Action item
Search the entries below for "lodash", and copy each line where it appears.

====== Record extracts ======

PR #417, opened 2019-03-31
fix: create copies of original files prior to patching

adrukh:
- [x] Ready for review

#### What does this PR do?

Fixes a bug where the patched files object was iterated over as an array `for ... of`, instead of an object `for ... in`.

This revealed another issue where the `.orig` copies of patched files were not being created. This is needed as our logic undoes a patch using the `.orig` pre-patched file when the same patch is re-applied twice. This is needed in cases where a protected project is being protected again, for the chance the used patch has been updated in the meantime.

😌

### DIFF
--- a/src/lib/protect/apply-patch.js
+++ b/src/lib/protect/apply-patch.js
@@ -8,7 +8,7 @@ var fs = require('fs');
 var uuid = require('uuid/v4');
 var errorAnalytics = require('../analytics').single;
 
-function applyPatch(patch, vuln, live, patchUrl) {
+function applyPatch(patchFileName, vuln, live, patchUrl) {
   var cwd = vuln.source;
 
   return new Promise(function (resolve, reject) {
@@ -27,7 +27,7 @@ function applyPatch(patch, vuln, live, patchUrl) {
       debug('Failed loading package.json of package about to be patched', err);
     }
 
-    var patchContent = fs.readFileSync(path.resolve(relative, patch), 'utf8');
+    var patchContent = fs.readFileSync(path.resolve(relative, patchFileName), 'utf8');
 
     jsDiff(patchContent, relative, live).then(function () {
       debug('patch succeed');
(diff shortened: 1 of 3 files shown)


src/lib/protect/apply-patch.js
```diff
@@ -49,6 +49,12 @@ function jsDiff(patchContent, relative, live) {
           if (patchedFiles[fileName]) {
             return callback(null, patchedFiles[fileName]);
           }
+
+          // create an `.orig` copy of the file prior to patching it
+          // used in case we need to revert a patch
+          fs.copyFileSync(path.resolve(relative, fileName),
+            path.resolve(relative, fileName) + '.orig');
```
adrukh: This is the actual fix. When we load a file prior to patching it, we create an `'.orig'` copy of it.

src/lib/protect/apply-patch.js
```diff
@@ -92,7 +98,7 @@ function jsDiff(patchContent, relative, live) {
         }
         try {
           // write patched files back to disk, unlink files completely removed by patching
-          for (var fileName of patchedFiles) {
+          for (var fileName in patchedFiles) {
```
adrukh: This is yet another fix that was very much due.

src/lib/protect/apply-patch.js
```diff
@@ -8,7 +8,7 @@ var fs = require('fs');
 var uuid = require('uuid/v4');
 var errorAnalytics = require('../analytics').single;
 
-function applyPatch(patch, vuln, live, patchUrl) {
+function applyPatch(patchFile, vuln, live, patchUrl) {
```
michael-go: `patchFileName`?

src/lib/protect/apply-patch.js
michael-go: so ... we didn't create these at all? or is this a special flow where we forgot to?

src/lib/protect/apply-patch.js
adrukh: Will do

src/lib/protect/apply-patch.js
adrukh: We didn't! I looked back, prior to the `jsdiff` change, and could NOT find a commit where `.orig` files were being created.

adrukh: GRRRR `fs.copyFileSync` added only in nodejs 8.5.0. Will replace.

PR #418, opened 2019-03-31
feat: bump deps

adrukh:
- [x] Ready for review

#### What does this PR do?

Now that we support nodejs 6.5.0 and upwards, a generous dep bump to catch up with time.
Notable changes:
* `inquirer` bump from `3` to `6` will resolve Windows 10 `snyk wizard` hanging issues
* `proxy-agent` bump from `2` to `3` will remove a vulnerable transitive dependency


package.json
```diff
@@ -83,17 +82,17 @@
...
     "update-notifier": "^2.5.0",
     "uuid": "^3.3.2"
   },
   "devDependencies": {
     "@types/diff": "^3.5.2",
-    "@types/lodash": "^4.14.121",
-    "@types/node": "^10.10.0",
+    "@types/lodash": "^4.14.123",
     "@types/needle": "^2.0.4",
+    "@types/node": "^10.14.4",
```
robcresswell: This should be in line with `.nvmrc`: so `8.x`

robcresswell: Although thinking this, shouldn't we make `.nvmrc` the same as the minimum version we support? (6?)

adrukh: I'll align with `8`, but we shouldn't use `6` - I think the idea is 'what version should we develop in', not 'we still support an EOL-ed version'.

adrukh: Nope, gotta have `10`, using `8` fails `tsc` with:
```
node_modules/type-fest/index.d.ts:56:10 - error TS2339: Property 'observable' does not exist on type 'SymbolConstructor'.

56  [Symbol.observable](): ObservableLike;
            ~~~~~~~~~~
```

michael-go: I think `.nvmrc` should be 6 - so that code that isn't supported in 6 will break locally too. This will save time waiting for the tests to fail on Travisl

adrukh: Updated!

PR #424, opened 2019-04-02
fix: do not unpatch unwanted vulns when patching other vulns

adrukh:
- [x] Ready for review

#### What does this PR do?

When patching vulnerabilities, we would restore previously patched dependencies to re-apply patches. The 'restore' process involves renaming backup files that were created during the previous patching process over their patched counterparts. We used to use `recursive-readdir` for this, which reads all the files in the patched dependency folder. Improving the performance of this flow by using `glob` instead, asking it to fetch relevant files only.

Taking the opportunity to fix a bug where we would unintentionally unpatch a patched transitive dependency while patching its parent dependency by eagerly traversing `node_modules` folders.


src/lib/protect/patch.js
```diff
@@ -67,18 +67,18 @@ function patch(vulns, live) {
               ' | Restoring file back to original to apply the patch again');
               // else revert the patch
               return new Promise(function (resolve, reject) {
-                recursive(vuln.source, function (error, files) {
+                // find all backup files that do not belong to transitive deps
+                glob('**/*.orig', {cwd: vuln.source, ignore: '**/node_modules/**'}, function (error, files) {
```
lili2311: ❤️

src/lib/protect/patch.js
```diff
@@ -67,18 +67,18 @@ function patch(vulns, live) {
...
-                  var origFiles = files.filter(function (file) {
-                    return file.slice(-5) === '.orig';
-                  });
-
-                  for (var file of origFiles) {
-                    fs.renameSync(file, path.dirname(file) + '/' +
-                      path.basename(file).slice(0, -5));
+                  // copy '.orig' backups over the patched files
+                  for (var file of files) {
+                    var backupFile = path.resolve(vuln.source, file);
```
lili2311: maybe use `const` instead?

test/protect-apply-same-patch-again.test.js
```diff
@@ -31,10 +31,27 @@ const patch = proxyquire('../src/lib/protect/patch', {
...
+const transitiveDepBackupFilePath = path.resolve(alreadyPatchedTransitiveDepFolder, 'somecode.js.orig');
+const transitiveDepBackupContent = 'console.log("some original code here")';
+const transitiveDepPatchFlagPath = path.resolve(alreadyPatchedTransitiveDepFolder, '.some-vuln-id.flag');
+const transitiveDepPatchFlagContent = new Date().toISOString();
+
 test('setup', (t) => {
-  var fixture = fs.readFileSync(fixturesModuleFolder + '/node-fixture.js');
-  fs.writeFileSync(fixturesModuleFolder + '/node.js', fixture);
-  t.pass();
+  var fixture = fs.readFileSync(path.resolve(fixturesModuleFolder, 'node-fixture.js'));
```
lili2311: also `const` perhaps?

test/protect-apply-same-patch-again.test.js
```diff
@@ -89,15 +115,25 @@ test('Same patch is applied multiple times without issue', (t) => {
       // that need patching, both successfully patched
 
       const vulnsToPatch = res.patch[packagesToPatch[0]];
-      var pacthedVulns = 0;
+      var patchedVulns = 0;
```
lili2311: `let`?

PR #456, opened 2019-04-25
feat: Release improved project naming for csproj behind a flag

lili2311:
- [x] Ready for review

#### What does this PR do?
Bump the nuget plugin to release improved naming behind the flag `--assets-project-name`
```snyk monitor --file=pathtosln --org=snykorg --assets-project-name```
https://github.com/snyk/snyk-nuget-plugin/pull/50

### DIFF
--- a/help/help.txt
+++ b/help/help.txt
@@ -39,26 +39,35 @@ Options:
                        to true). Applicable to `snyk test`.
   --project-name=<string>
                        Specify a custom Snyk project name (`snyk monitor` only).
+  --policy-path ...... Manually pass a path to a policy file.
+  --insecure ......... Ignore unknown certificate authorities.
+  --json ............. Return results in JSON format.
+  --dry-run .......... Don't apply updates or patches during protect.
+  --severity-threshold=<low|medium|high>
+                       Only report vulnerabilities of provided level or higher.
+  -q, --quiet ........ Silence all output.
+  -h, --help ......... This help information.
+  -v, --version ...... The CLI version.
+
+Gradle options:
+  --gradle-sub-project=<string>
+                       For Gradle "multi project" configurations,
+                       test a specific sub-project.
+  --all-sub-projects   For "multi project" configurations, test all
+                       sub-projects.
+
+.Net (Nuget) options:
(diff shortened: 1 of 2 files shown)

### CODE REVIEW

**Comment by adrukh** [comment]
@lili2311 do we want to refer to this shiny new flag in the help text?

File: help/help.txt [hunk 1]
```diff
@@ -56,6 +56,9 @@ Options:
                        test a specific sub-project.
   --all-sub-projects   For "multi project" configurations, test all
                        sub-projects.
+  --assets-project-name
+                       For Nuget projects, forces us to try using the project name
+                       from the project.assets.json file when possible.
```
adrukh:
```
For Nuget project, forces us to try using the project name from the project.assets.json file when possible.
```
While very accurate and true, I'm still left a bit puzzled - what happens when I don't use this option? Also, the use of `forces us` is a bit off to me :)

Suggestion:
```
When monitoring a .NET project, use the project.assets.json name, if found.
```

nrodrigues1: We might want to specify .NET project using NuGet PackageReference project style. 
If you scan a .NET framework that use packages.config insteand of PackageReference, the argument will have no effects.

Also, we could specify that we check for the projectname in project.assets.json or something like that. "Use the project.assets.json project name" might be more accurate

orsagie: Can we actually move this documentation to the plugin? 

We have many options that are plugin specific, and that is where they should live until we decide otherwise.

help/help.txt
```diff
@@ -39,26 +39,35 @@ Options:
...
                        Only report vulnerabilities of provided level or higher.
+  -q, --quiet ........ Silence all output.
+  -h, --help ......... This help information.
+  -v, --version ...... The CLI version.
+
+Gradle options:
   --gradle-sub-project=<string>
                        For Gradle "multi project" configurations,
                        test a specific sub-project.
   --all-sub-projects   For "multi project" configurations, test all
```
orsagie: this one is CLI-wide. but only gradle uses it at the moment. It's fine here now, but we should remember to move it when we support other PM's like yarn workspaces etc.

======

Result below
-    "@types/lodash": "^4.14.121",
+    "@types/lodash": "^4.14.123",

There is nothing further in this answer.